- Exercise requirements: Precise copying is required. Return the data below in full.

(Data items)
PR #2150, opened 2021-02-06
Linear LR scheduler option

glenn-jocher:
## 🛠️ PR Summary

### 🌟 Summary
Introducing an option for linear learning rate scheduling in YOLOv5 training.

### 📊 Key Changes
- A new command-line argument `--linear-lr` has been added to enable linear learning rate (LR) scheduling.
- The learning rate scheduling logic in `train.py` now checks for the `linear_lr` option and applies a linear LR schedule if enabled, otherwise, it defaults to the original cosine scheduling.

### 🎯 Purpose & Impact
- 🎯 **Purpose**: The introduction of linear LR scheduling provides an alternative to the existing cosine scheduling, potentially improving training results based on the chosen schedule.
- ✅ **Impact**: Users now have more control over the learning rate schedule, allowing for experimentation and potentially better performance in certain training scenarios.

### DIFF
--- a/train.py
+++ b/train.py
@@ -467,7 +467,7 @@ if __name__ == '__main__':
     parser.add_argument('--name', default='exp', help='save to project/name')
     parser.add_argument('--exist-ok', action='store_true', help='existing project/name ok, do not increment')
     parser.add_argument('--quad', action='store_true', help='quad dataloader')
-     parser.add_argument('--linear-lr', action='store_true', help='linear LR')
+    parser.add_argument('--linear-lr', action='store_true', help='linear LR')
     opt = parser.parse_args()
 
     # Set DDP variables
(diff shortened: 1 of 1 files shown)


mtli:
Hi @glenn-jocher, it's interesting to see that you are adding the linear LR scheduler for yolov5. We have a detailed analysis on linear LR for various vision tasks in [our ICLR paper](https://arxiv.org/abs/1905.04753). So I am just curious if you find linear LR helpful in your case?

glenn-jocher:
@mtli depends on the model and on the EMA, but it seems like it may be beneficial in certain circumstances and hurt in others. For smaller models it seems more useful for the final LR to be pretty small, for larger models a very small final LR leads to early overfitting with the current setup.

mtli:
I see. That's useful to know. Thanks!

- Answer space:
PR #2150, opened 2021-02-06
Linear LR scheduler option

glenn-jocher:
## 🛠️ PR Summary

### 🌟 Summary
Introducing an option for linear learning rate scheduling in YOLOv5 training.

### 📊 Key Changes
- A new command-line argument `--linear-lr` has been added to enable linear learning rate (LR) scheduling.
- The learning rate scheduling logic in `train.py` now checks for the `linear_lr` option and applies a linear LR schedule if enabled, otherwise, it defaults to the original cosine scheduling.

### 🎯 Purpose & Impact
- 🎯 **Purpose**: The introduction of linear LR scheduling provides an alternative to the existing cosine scheduling, potentially improving training results based on the chosen schedule.
- ✅ **Impact**: Users now have more control over the learning rate schedule, allowing for experimentation and potentially better performance in certain training scenarios.

### DIFF
--- a/train.py
+++ b/train.py
@@ -467,7 +467,7 @@ if __name__ == '__main__':
     parser.add_argument('--name', default='exp', help='save to project/name')
     parser.add_argument('--exist-ok', action='store_true', help='existing project/name ok, do not increment')
     parser.add_argument('--quad', action='store_true', help='quad dataloader')
-     parser.add_argument('--linear-lr', action='store_true', help='linear LR')
+    parser.add_argument('--linear-lr', action='store_true', help='linear LR')
     opt = parser.parse_args()
 
     # Set DDP variables
(diff shortened: 1 of 1 files shown)


mtli:
Hi @glenn-jocher, it's interesting to see that you are adding the linear LR scheduler for yolov5. We have a detailed analysis on linear LR for various vision tasks in [our ICLR paper](https://arxiv.org/abs/1905.04753). So I am just curious if you find linear LR helpful in your case?

glenn-jocher:
@mtli depends on the model and on the EMA, but it seems like it may be beneficial in certain circumstances and hurt in others. For smaller models it seems more useful for the final LR to be pretty small, for larger models a very small final LR leads to early overfitting with the current setup.

mtli:
I see. That's useful to know. Thanks!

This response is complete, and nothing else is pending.